— WORK INSTRUCTION —
When a line of the records below contains the string "filterExpressions", copy that whole line.

(Excerpts from a dataset)
PR #473, opened 2026-01-23
Compiler: Support table-valued functions, `&&` operator

simolus3:
The new sync stream compiler supports table-valued functions in `FROM` clauses as long as these functions only use inputs that can be derived from the current connection. This is enough to support the equivalent of table-valued parameter queries from bucket definitions. However, it is not enough to support the  `&&` (JSON array overlap) operator supported by the old sync streams implementation.

This expands support for table-valued functions, and uses that to implement `&&`.

### Table-valued functions

Table-valued functions like `json_each` now support having a synced table or parameter table as inputs. To support that, the compiled sync plan is expanded as follows:

1. `TableProcessor`s (bucket data sources and parameter index lookup creators) now have a `tableValuedFunctions` property describing which table-valued functions to add as inner joins when evaluating a source row. For each function, that describes the function name (e.g. `json_each`), input expressions derived from the source row and filters.
2. Parameter values (represented as the `PartitionKey` interface) are allowed to reference outputs from joined table-valued functions.
3. For parameter queries, outputs are also allowed to reference outputs from table-valued functions.

A few examples might help to demonstrate how table-valued functions work and how they're implemented:

#### Example 1: Static filter

Consider the stream `SELECT * FROM posts WHERE 'important' IN posts.descriptions`. As usual with sync streams, the `IN` is desugared to `SELECT posts.* FROM posts, json_each(posts.descriptions) AS subquery0 WHERE subquery0.value = 'important'`.

In `querier_graph.ts`, we resolve table-valued functions along with their input table (`posts` int this case). So this stream compiles into a single `TableProcessor` with no parameters and:

- `tableValuedFunctions: [{name: 'json_each', inputs: [/* reference row.descriptions */], filters: []}]`
- `filters: [{/* literal('important') == tableValuedOutput(functionIndex: 0, column: 'value') */}]`.

#### Example 2: Partition on data

The stream `SELECT * FROM posts WHERE subscription.parameter('tag') IN (SELECT value FROM json_each(posts.tags))` compiles to a table processor with no filters and:

- `tableValuedFunctions: [{name: 'json_each', inputs: [/* reference row.tags */], filters: []}]`
- `parameters: [/* tableValuedOutput(functionIndex: 0, column: 'value') */]`

For connections, the parameter is instantiated with `subscription.parameter('tag')` as usual.

#### Example 3: Filter on array values

This query is a bit exotic, but we support `SELECT * FROM customers, json_each(customers.active_regions) AS regions WHERE region.value LIKE 'eu-%'`. This translates into a table-valued function like

- `tableValuedFunctions: [{name: 'json_each', inputs: [/* reference row.active_regions */], filters: [/* reference row.value LIKE literal('eu-%') */]}]`

Even though the table-valued function isn't used, it still needs to be evaluated to skip customers without a matching element in the `active_regions` array.

#### Example 4: Partition on parameters

Partitions based on table-valued functions are also supported on parameter creators: `SELECT users.* FROM users, orgs, json_each(orgs.members) as members WHERE users.id = members.value AND orgs.id = auth.parameter('org')`. This creates a parameter lookup creator with a table-valued function and an output column referencing that function.

### The `&&` operator

Similar to how the `IN` operator is desugared into a joined subquery and an equals clause, we do the exact same thing for `&&`. The only difference is that while `IN` only expands the right-hand side, `&&` expands both. `&&` is consistently lowered into `=` and not considered after parsing queries.

### DIFF
--- a/packages/sync-rules/test/src/sync_plan/evaluator/evaluator.test.ts
+++ b/packages/sync-rules/test/src/sync_plan/evaluator/evaluator.test.ts
@@ -2,7 +2,6 @@ import { describe, expect } from 'vitest';
 import { syncTest } from './utils.js';
 import {
   HydratedSyncRules,
-  RequestParameters,
   ScopedParameterLookup,
   SourceTableInterface,
   SqliteJsonRow,
@@ -392,7 +391,7 @@ streams:
 `);
 
     const { querier, errors } = desc.getBucketParameterQuerier({
-      globalParameters: new RequestParameters({ sub: 'user', a: ['a1', 'a2'], b: ['b1', 'b2'] }, {}),
+      globalParameters: requestParameters({ sub: 'user', a: ['a1', 'a2'], b: ['b1', 'b2'] }, {}),
       hasDefaultStreams: true,
       streams: {}
     });
--- a/packages/sync-rules/test/src/sync_plan/evaluator/table_valued.test.ts
+++ b/packages/sync-rules/test/src/sync_plan/evaluator/table_valued.test.ts
@@ -1,7 +1,7 @@
 import { describe, expect } from 'vitest';
 import { syncTest } from './utils.js';
-import { TestSourceTable } from '../../util.js';
-import { RequestParameters, ScopedParameterLookup, SqliteJsonRow } from '../../../../src/index.js';
+import { requestParameters, TestSourceTable } from '../../util.js';
+import { ScopedParameterLookup, SqliteJsonRow } from '../../../../src/index.js';
 
 describe('table-valued functions', () => {
   syncTest('as partition key', ({ sync }) => {
@@ -64,7 +64,7 @@ streams:
     ]);
 
     const { querier } = desc.getBucketParameterQuerier({
-      globalParameters: new RequestParameters({ sub: 'user' }, {}),
+      globalParameters: requestParameters({ sub: 'user' }, {}),
       hasDefaultStreams: false,
       streams: {
         stream: [


packages/sync-rules/src/sync_plan/evaluator/parameter_index_lookup_creator.ts
```diff
@@ -21,20 +23,22 @@ export class PreparedParameterIndexLookupCreator implements ParameterIndexLookup
...
     for (const parameter of source.parameters) {
-      expressions.push(mapExpressions.transform(parameter.expr));
+      expressions.push(translationHelper.mapper.transform(parameter.expr));
     }
     this.numberOfParameters = source.parameters.length;
 
     this.evaluator = engine.prepareEvaluator({
       outputs: expressions,
-      filters: source.filters.map((f) => mapExpressions.transform(f))
+      filters: filterExpressions,
```
rkistner: The `filterExpressions` array is never populated - should this be using `translationHelper.filterExpressions` instead?

Failing test:

```ts
  syncTest('parameter index lookup respects filters', ({ sync }) => {
    const desc = sync.prepareSyncStreams([
      {
        name: 'stream',
        queries: [
          `SELECT users.* FROM users, orgs WHERE users.org_id = orgs.id AND orgs.name = subscription.parameter('org') AND orgs.is_active = 1`
        ]
      }
    ]);

    const orgs = new TestSourceTable('orgs');

    const active = desc.evaluateParameterRow(orgs, { id: 'a', name: 'org-a', is_active: 1 });
    const inactive = desc.evaluateParameterRow(orgs, { id: 'b', name: 'org-b', is_active: 0 });

    expect(active.length).toBe(1);
    expect(inactive.length).toBe(0); // Fails on this PR
  });
```

packages/sync-rules/src/sync_plan/evaluator/table_processor_to_sql.ts
```diff
@@ -0,0 +1,41 @@
...
+    for (const fn of source.tableValuedFunctions) {
+      const mapped: TableValuedFunction = {
+        name: fn.functionName,
+        inputs: fn.functionInputs.map((i) => this.mapper.transformWithoutTableValued(i))
+      };
+      this.mapper.tableValuedFunctions.set(fn, mapped);
+
+      for (const filter of fn.filters) {
+        this.filterExpressions.push(this.mapper.transform(filter));
+      }
```
rkistner, line 43: This appears to use values from the source row, rather than the table valued function output.

Potential fix (not sure if this is how things are supposed to be used):

```suggestion
      const mapFnFilter = new MapSourceVisitor<plan.ColumnSqlParameterValue, TableValuedFunctionOutput>(
        ({ column }) => ({ function: mapped, column })
      );

      for (const filter of fn.filters) {
        this.filterExpressions.push(visitExpr(mapFnFilter, filter, null));
      }
```

Failing test:

```ts
  syncTest('table-valued function filters reference function output', ({ sync }) => {
    const desc = sync.prepareSyncStreams([
      {
        name: 'stream',
        queries: [
          `SELECT customers.id as id FROM customers, json_each(customers.active_regions) AS region WHERE region.value < 'm'`
        ]
      }
    ]);

    const customers = new TestSourceTable('customers');
    const rows = desc.evaluateRow({
      sourceTable: customers,
      record: { id: 'c1', active_regions: JSON.stringify(['us-east', 'eu-west']) }
    });

    expect(rows).toMatchObject([{ bucket: 'stream|0[]', data: { id: 'c1' }, id: 'c1', table: 'customers' }]); // Fails on this PR
  });
```

rkistner:
@simolus3 Looks like there is a merge conflict with some changes I recently made, affecting tests

rkistner (approved):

— SOLVED EXERCISE —
+      filters: filterExpressions,
rkistner: The `filterExpressions` array is never populated - should this be using `translationHelper.filterExpressions` instead?
+        this.filterExpressions.push(this.mapper.transform(filter));
        this.filterExpressions.push(visitExpr(mapFnFilter, filter, null));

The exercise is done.